Delete pkcs11.txt from the profile folder on the new computer, with TB closed, then restart TB.

https://support.mozilla.org/en-US/questions/1263932

more options

Thank you for the solution! TB appears to be working properly on the new computer after deleting this file. Examining the contents of pkcs11.txt before deleting it reveals lots of windows path names that were no longer valid. TB recreated the file when it started up again with path names that are valid for the new Ubuntu target.

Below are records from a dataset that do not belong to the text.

Issue #638, opened 2023-11-27
Avoid getting members with SCIM list calls


xinjiezhen-db:
members as a group attribute can NOT be paginated as part of SCIM core RFCs. Since this is potentially an unbounded request if the members list is ever desired it'd be slightly better to retrieve that as part of a GET call instead of any list calls to reduce the response size as much as possible.

e.g.
https://github.com/databrickslabs/group-flow/blob/7819c08e0d990f223b3bafb641743b64689f96a7/account/databricks.go#L16

better to call list with "attributes=id,displayName" first, and loop through the list to get members.

andrascsillag-db:
thanks for the input @xinjiezhen-db 
Are there other group attributes that are not paginated?
So the most efficient way to get these attributes then from your perspective is to call list without these attributes and then call get in a loop?
cc @william-conti

xinjiezhen-db:
> thanks for the input @xinjiezhen-db Are there other group attributes that are not paginated? So the most efficient way to get these attributes then from your perspective is to call list without these attributes and then call get in a loop? cc @william-conti

No attributes can be paginated per core SCIM RFCs. So it's more about whether a multi value attribute can get too large.

For account SCIM `members` are the biggest problem, `groups` can cause problems too especially for large accounts. Workspace SCIM is a different beast and there are `entitlements` and `roles` but that's for another day.

And yes, it would be slightly better to iterate through the list and point get Groups with those attributes to reduce response size and server load, especially for large accounts.

nfx:
Done

PR #660, opened 2023-12-01
fixing groups list with large attributes

### LINKED ISSUE #625: Add pagination when listing workspace groups
In groups.py, there are multiple calls made on group listing that returns multiple attributes ("id,displayName,meta,members,roles,entitlements" as a minimum)

This call often raises a timeout when there is large amount of groups in the Workspace, this is because each calls returns the entire groups and a lot of attributes.

TODO:

- Identify all ws.groups.list calls that are possibly unsafe
- Add count and start_index to each call to ws.groups.list ([doc](https://databricks-sdk-py.readthedocs.io/en/latest/workspace/groups.html#GroupsAPI.list))
- The number should be a balance between reliability and performance (ie:50 as a starting point)
- Ideally, this number can be modified in the configuration file
- Add an integration test by provisioning 1000 groups

andrascsillag-db:
**Summary:**

This PR intends to fix the timeout on `groups.list` api that happens when large number of groups are fetched with attributes that can potentially get very large like `members`. 

Initially, the idea was to add pagination to the `groups.list `call but that won't help when the attributes get large, so the approach is to call groups.list with limited attributes first and then call groups.get for each group in a loop as suggested by  @xinjiezhen-db in #638. This will most probably slow down the whole list process but make it more reliable.

Fixes #625 and #638 

**Changes:**
- modified the `_list_workspace_groups` method to have a condition based on the attributes required
- added the rate limited `_safe_get_group` for when iterating over groups is required in `_list_workspace_groups`
- added unit tests

**Tests:**
- unit tests
- performance tested locally

### DIFF
--- a/src/databricks/labs/ucx/workspace_access/groups.py
+++ b/src/databricks/labs/ucx/workspace_access/groups.py
@@ -82,11 +82,13 @@ class GroupManager(CrawlerBase):
         inventory_database: str,
         include_group_names: list[str] | None = None,
         renamed_group_prefix: str = "ucx-renamed-",
+        verify_timeout: timedelta | None = timedelta(minutes=1),
     ):
         super().__init__(sql_backend, "hive_metastore", inventory_database, "groups", MigratedGroup)
         self._ws = ws
         self._include_group_names = include_group_names
         self._renamed_group_prefix = renamed_group_prefix
+        self._verify_timeout = verify_timeout
 
     def snapshot(self) -> list[MigratedGroup]:
         return self._snapshot(self._fetcher, self._crawler)
@@ -218,10 +220,13 @@ class GroupManager(CrawlerBase):
         attributes = scim_attributes.split(",")
         if "members" in attributes:
             attributes.remove("members")
-            for g in self._ws.groups.list(attributes="id,displayName,meta"):
+            for g in self._ws.groups.list(attributes=",".join(attributes)):
                 if self._is_group_out_of_scope(g, resource_type):
                     continue
-                group_with_all_attributes = self._get_group_with_retries(g.id)
+                # group_with_all_attributes = self._get_group_with_retries(g.id)
+                set_retry_on_value_error = retried(on=[InternalError], timeout=self._verify_timeout)
+                set_retried_check = set_retry_on_value_error(self._get_group_with_retries)
+                group_with_all_attributes = set_retried_check(g.id)
                 results.append(group_with_all_attributes)
         else:
             for g in self._ws.groups.list(attributes=scim_attributes):
@@ -231,9 +236,8 @@ class GroupManager(CrawlerBase):
         logger.info(f"Found {len(results)} {resource_type}")
         return results
 
-    @retried(on=[InternalError], timeout=timedelta(minutes=2))
     @rate_limited(max_requests=255, burst_period_seconds=60)
-    def _get_group_with_retries(self, group_id: str) -> iam.Group | None:
+    def _get_group_with_retries(self, group_id: str) -> iam.Group:
         return self._ws.groups.get(group_id)
 
     def _list_account_groups(self, scim_attributes: str) -> list[iam.Group]:
--- a/src/databricks/labs/ucx/workspace_access/groups.py
+++ b/src/databricks/labs/ucx/workspace_access/groups.py
@@ -3,6 +3,7 @@ import json
 import logging
 import typing
 from dataclasses import dataclass
+from datetime import timedelta
 
 from databricks.sdk import WorkspaceClient
 from databricks.sdk.core import DatabricksError
@@ -202,7 +203,9 @@ class GroupManager(CrawlerBase):
         return by_name
 
     def _is_group_out_of_scope(self, group: iam.Group, resource_type: str) -> bool:
-        if group.display_name in self._SYSTEM_GROUPS or group.meta.resource_type != resource_type:
+        if group.display_name in self._SYSTEM_GROUPS:
+            return True
+        if group.meta.resource_type != resource_type:
             return True
         return False
 
@@ -212,7 +215,9 @@ class GroupManager(CrawlerBase):
         # these attributes can get too large causing the api to timeout
         # so we're fetching groups without these attributes first
         # and then calling get on each of them to fetch all attributes
-        if "members" in scim_attributes or "roles" in scim_attributes or "entitlements" in scim_attributes:
+        attributes = scim_attributes.split(",")
+        if "members" in attributes:
+            attributes.remove("members")
             for g in self._ws.groups.list(attributes="id,displayName,meta"):
                 if self._is_group_out_of_scope(g, resource_type):
                     continue
@@ -226,7 +231,7 @@ class GroupManager(CrawlerBase):
         logger.info(f"Found {len(results)} {resource_type}")
         return results
 
-    @retried(on=[InternalError])
+    @retried(on=[InternalError], timeout=timedelta(minutes=2))
     @rate_limited(max_requests=255, burst_period_seconds=60)
     def _get_group_with_retries(self, group_id: str) -> iam.Group | None:
         return self._ws.groups.get(group_id)
--- a/src/databricks/labs/ucx/workspace_access/groups.py
+++ b/src/databricks/labs/ucx/workspace_access/groups.py
@@ -6,6 +6,7 @@ from dataclasses import dataclass
 
 from databricks.sdk import WorkspaceClient
 from databricks.sdk.core import DatabricksError
+from databricks.sdk.errors import InternalError
 from databricks.sdk.retries import retried
 from databricks.sdk.service import iam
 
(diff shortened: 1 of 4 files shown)


william-conti (changes requested):
missing scim.py

src/databricks/labs/ucx/workspace_access/groups.py
```diff
@@ -203,14 +204,34 @@ def _account_groups_in_account(self) -> dict[str, str]:
...
+            for g in self._ws.groups.list(attributes="id,displayName,meta"):
+                if g.display_name in self._SYSTEM_GROUPS:
+                    continue
+                if g.meta.resource_type != resource_type:
+                    continue
+                g = self._safe_get_group(g.id)
+                results.append(g)
+        else:
+            for g in self._ws.groups.list(attributes=scim_attributes):
+                if g.display_name in self._SYSTEM_GROUPS:
```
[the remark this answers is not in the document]
andrascsillag-db: fixed

andrascsillag-db:
thanks for the review comments. I fixed them, can you please recheck?

src/databricks/labs/ucx/workspace_access/groups.py
```diff
@@ -200,18 +201,36 @@ def _account_groups_in_account(self) -> dict[str, str]:
             by_name[g.display_name] = g.id
         return by_name
 
+    def _is_group_out_of_scope(self, group: iam.Group, resource_type: str) -> bool:
+        if group.display_name in self._SYSTEM_GROUPS or group.meta.resource_type != resource_type:
```
nfx, line 205: please make two `if` conditions - it'll be easier to support in long term.

src/databricks/labs/ucx/workspace_access/scim.py
```diff
@@ -36,7 +36,7 @@ def get_crawler_tasks(self):
     # TODO remove after ES-892977 is fixed
     @retried(on=[DatabricksError])
     def _get_groups(self):
-        return list(self._ws.groups.list(attributes="id,displayName,roles,entitlements"))
+        return list(self._list_workspace_groups(scim_attributes="id,displayName,roles,entitlements"))
```
nfx, line 39:
```suggestion
        return list(self._list_workspace_groups("id,displayName,roles,entitlements"))
```
single keyed argument doesn't need to be explicit

src/databricks/labs/ucx/workspace_access/scim.py
```diff
@@ -108,3 +108,24 @@ def _safe_get_group(self, group_id: str) -> Group | None:
         except NotFound:
             logger.warning(f"removed on backend: {group_id}")
             return None
+
+    @retried(on=[InternalError])
```
nfx, line 112: we can't afford unbounded retries. add a timeout, either in annotation or in configuration - see example in https://github.com/databrickslabs/ucx/pull/659/files

tests/unit/workspace_access/test_groups.py
```diff
@@ -132,25 +133,29 @@ def test_snapshot_should_consider_groups_defined_in_conf():
...
-            members=None,
-            external_id="11",
-            roles=None,
-            entitlements=None,
-        )
-    ]
+
+    gm = GroupManager(backend, wsclient, inventory_database="inv", include_group_names=["de"])
+
+    with patch.object(gm, "_list_workspace_groups", return_value=[group1, group2]):
```
nfx, line 144: don't mock out the code written in this repo - mock out the code that this repo depends upon.

src/databricks/labs/ucx/workspace_access/groups.py
```diff
@@ -203,14 +204,34 @@ def _account_groups_in_account(self) -> dict[str, str]:
...
-        for g in self._ws.groups.list(attributes=scim_attributes):
-            if g.display_name in self._SYSTEM_GROUPS:
-                continue
-            if g.meta.resource_type != resource_type:
-                continue
-            results.append(g)
+        # these attributes can get too large causing the api to timeout
+        # so we're fetching groups without these attributes first 
+        # and then calling get on each of them to fetch all attributes
+        if "members" in scim_attributes or "roles" in scim_attributes or "entitlements" in scim_attributes:
```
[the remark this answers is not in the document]
nfx: I'm not convinced we need to do the `roles` and `entitlement` here. keep only `members`.

src/databricks/labs/ucx/workspace_access/scim.py
```diff
@@ -108,3 +108,24 @@ def _safe_get_group(self, group_id: str) -> Group | None:
...
+
+    def _list_workspace_groups(self, scim_attributes: str) -> list[iam.Group]:
+        results = []
+        logger.info(f"Listing workspace groups with {scim_attributes}...")
+        # these attributes can get too large causing the api to timeout
+        # so we're fetching groups without these attributes first
+        # and then calling get on each of them to fetch all attributes
+        if "members" in scim_attributes or "roles" in scim_attributes or "entitlements" in scim_attributes:
+            for g in self._ws.groups.list(attributes="id,displayName,meta"):
+                group_with_all_attributes = self._get_group_with_retries(g.id)
```
nfx, line 125:
```suggestion
        attributes = scim_attributes.split(",")
        if "members" in attributes:
            attributes.remove("members") # i don't remember the syntax, but do this
            for g in self._ws.groups.list(attributes="id"):
                group_with_all_attributes = self._get_group_with_retries(g.id, scim_attributes)
```

1) don't operate on strings
2) if we predefined a list of attributes in the calling code, then your refactoring has to keep that logic.

src/databricks/labs/ucx/workspace_access/scim.py
```diff
@@ -108,3 +108,24 @@ def _safe_get_group(self, group_id: str) -> Group | None:
...
+                results.append(group_with_all_attributes)
+        else:
+            for g in self._ws.groups.list(attributes=scim_attributes):
+                results.append(g)
```
nfx, line 129:
```suggestion
            results = self._ws.groups.list(attributes=scim_attributes)
```
for loop is redundant.

make sure to cover this branch with unit tests.

src/databricks/labs/ucx/workspace_access/groups.py
```diff
@@ -200,18 +201,36 @@ def _account_groups_in_account(self) -> dict[str, str]:
...
+                results.append(group_with_all_attributes)
+        else:
+            for g in self._ws.groups.list(attributes=scim_attributes):
+                if self._is_group_out_of_scope(g, resource_type):
+                    continue
+                results.append(g)
         logger.info(f"Found {len(results)} {resource_type}")
         return results
 
+    @retried(on=[InternalError])
```
nfx, line 229: add timeout bounds to retries.

nfx (changes requested):

src/databricks/labs/ucx/workspace_access/scim.py
andrascsillag-db: Reverted all `scim.py` changes because if only `members` attribute is handled differently, then `scim.py` is not impacted by the change.

src/databricks/labs/ucx/workspace_access/scim.py
andrascsillag-db: Reverted all scim.py changes because if only members attribute is handled differently, then scim.py is not impacted by the change.

src/databricks/labs/ucx/workspace_access/groups.py
```diff
@@ -200,18 +202,40 @@ def _account_groups_in_account(self) -> dict[str, str]:
...
-            if g.meta.resource_type != resource_type:
-                continue
-            results.append(g)
+        # these attributes can get too large causing the api to timeout
+        # so we're fetching groups without these attributes first
+        # and then calling get on each of them to fetch all attributes
+        attributes = scim_attributes.split(",")
+        if "members" in attributes:
+            attributes.remove("members")
+            for g in self._ws.groups.list(attributes="id,displayName,meta"):
```
nfx, line 221:
```suggestion
            for g in self._ws.groups.list(attributes=",".join(attributes)):
```
otherwise it's a bug

src/databricks/labs/ucx/workspace_access/groups.py
```diff
@@ -200,18 +202,40 @@ def _account_groups_in_account(self) -> dict[str, str]:
...
+                results.append(group_with_all_attributes)
+        else:
+            for g in self._ws.groups.list(attributes=scim_attributes):
+                if self._is_group_out_of_scope(g, resource_type):
+                    continue
+                results.append(g)
         logger.info(f"Found {len(results)} {resource_type}")
         return results
 
+    @retried(on=[InternalError], timeout=timedelta(minutes=2))
```
nfx, line 234: does this increase the runtime of unit tests? if it does, make it configurable for unit tests.

src/databricks/labs/ucx/workspace_access/groups.py
```diff
@@ -200,18 +202,40 @@ def _account_groups_in_account(self) -> dict[str, str]:
...
+    @rate_limited(max_requests=255, burst_period_seconds=60)
+    def _get_group_with_retries(self, group_id: str) -> iam.Group | None:
```
nfx, line 236:
```suggestion
    def _get_group_with_retries(self, group_id: str) -> iam.Group:
```

it can't have `None` and we're already throwing `NotFound`.

nfx (changes requested):
few fixes remaining. please make sure integration tests do pass

src/databricks/labs/ucx/workspace_access/groups.py
andrascsillag-db: fixed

I wonder if this is an ease of use feature request for TB? On startup, TB can determine the proper path names, if the pkcs11.txt names are not matching then rewrite it. Certainly this may be a perfectly reasonable response especially with --allow-downgrade. I did not check if it is already part of the -migration flag behavior.

more options

Your point is well taken, as this pitfall has been known for over a year, and affects profile transfers between Windows and Linux or OS X. It would be a reasonable feature of an intelligent migration process, but 'ease of use' is not necessarily a high priority for the TB developers.

more options

Hi, 1) is there a way to copy/mirror all profile data (7 email boxes) from one machine (Ubuntu 18) to another (Ubuntu 20) and then use both without compromising identities? Mind you, not migrate, not move, not sync... but share? Reason being I don't want to set up every mail box again on the new machine and wait for the IMAP do its magic, again... I've tried to move the data, it all worked flawlessly on the new machine, until I started TB on the old one: it started complaining about some sites using some different IDs... I ended up resetting all the emails on the old machine and deleting the 'new' profile on the new Ubuntu(((. 2) I couldn't find a direct answer to the original question here that drew my attention in the first place: "Thunderbird passwords not transferred with profile to new computer". Can you elaborate on this one too? Thank you.